*** RECORDS FOR THE EXERCISE Section Begins ***
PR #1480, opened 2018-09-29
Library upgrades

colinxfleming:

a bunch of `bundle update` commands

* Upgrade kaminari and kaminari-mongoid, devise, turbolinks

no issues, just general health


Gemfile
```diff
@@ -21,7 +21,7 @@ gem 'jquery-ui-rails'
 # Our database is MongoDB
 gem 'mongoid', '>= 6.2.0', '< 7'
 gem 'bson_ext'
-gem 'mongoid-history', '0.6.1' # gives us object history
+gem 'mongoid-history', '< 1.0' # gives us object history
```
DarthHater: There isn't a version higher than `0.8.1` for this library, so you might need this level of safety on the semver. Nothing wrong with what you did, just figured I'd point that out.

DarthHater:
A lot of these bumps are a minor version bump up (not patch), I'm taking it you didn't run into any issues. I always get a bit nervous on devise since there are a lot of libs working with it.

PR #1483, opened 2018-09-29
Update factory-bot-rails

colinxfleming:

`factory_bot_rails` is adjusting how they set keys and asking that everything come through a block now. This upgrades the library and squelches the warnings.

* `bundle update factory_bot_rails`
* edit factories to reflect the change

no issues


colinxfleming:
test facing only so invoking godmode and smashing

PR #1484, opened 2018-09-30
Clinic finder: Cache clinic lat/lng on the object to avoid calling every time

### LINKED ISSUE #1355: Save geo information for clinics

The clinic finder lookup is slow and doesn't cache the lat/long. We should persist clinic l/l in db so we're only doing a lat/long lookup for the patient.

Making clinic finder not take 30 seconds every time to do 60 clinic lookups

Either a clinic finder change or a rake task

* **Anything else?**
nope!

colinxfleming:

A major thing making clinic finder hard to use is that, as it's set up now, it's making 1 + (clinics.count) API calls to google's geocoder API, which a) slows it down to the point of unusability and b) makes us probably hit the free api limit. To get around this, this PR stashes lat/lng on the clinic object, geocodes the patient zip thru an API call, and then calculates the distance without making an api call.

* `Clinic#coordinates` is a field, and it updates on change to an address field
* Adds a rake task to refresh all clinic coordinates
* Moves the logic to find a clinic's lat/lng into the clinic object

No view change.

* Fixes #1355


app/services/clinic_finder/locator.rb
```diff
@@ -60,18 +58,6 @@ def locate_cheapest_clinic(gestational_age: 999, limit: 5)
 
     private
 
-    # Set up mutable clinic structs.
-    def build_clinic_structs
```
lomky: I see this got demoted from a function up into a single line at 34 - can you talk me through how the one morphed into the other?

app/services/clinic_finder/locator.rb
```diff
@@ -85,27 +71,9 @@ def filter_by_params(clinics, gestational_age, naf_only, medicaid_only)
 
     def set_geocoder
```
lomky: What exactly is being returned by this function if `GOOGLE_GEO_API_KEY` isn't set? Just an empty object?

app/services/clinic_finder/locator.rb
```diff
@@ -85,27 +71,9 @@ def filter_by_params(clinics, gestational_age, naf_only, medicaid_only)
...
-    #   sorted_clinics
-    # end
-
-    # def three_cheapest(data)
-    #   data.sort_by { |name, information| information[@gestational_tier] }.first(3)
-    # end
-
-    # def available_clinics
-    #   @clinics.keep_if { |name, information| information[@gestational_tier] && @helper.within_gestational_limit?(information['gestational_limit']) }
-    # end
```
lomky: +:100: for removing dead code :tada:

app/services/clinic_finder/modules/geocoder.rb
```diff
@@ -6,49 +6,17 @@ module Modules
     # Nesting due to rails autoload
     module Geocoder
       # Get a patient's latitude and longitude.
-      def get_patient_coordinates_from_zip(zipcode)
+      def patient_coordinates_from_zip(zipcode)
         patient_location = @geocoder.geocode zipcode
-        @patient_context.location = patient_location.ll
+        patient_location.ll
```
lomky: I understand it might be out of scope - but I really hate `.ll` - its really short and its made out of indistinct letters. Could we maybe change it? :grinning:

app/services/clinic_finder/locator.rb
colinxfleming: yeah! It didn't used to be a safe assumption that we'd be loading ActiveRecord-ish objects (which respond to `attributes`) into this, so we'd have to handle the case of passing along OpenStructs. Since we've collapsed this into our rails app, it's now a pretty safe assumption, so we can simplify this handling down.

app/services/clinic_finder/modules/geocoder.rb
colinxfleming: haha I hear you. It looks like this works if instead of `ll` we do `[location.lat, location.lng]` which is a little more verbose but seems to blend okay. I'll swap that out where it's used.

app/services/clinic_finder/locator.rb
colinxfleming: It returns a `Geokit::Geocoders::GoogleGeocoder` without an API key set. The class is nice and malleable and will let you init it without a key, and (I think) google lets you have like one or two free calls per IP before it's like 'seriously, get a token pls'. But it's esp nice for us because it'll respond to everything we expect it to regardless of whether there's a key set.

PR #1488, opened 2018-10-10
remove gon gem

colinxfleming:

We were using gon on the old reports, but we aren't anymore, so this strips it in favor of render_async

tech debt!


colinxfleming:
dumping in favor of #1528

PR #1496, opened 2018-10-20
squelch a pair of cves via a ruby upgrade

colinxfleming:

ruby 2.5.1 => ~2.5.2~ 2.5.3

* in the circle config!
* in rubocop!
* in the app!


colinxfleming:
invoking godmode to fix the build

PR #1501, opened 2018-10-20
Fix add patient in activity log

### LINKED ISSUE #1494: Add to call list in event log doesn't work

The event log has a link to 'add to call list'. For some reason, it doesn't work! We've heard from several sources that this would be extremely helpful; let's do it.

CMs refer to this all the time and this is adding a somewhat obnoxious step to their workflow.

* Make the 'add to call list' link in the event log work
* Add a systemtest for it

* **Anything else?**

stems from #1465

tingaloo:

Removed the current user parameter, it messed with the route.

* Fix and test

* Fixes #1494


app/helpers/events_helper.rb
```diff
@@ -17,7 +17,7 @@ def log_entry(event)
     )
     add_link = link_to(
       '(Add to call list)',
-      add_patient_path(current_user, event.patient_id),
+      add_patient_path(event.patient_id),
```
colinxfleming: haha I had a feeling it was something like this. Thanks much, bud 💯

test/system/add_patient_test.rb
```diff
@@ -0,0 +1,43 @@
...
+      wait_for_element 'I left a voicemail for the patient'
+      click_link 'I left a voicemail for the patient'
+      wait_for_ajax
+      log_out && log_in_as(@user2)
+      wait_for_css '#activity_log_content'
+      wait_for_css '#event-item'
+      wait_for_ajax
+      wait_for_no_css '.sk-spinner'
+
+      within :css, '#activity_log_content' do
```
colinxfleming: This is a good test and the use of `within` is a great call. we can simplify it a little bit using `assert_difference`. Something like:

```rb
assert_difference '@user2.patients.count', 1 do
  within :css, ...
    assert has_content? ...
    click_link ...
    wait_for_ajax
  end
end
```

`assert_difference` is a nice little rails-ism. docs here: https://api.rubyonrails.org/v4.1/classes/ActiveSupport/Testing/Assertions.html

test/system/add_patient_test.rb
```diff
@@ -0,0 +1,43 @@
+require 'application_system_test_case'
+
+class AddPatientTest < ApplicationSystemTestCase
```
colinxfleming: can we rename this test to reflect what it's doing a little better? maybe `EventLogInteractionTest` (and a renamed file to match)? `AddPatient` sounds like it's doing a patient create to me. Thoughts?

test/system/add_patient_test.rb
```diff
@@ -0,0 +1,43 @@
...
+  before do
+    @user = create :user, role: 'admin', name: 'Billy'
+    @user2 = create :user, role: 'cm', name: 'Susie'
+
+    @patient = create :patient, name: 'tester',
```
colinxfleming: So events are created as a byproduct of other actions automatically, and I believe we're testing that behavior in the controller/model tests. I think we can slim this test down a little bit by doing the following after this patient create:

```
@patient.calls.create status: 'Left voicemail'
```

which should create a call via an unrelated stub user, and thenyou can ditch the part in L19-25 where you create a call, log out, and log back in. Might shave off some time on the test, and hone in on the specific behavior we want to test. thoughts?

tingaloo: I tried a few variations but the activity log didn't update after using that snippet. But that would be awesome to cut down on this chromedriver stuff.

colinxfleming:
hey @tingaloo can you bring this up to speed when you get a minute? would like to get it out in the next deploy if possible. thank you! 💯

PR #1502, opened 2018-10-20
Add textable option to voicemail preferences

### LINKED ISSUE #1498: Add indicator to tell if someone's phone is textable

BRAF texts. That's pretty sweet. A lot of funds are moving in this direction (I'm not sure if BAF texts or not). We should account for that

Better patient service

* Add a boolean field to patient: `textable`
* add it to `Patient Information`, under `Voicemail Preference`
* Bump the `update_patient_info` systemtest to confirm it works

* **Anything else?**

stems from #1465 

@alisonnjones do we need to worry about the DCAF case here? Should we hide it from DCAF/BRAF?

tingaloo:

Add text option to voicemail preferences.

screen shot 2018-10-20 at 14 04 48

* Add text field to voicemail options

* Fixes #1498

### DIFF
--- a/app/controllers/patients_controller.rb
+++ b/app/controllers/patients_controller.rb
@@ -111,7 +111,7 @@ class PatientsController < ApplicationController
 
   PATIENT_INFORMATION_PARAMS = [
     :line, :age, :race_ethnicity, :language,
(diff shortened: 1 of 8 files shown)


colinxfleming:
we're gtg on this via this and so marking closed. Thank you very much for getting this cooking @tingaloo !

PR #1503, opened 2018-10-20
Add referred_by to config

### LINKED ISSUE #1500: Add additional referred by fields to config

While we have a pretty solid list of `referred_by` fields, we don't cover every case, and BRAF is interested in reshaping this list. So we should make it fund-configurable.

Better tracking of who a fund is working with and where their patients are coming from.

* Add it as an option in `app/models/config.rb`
*** RECORDS FOR THE EXERCISE Section Ends ***
YOUR GOAL =>
Which lines of the records above contain the word "behavior"? Copy each of them.

OUTPUT FOR THIS TASK =>
colinxfleming: So events are created as a byproduct of other actions automatically, and I believe we're testing that behavior in the controller/model tests. I think we can slim this test down a little bit by doing the following after this patient create:
which should create a call via an unrelated stub user, and thenyou can ditch the part in L19-25 where you create a call, log out, and log back in. Might shave off some time on the test, and hone in on the specific behavior we want to test. thoughts?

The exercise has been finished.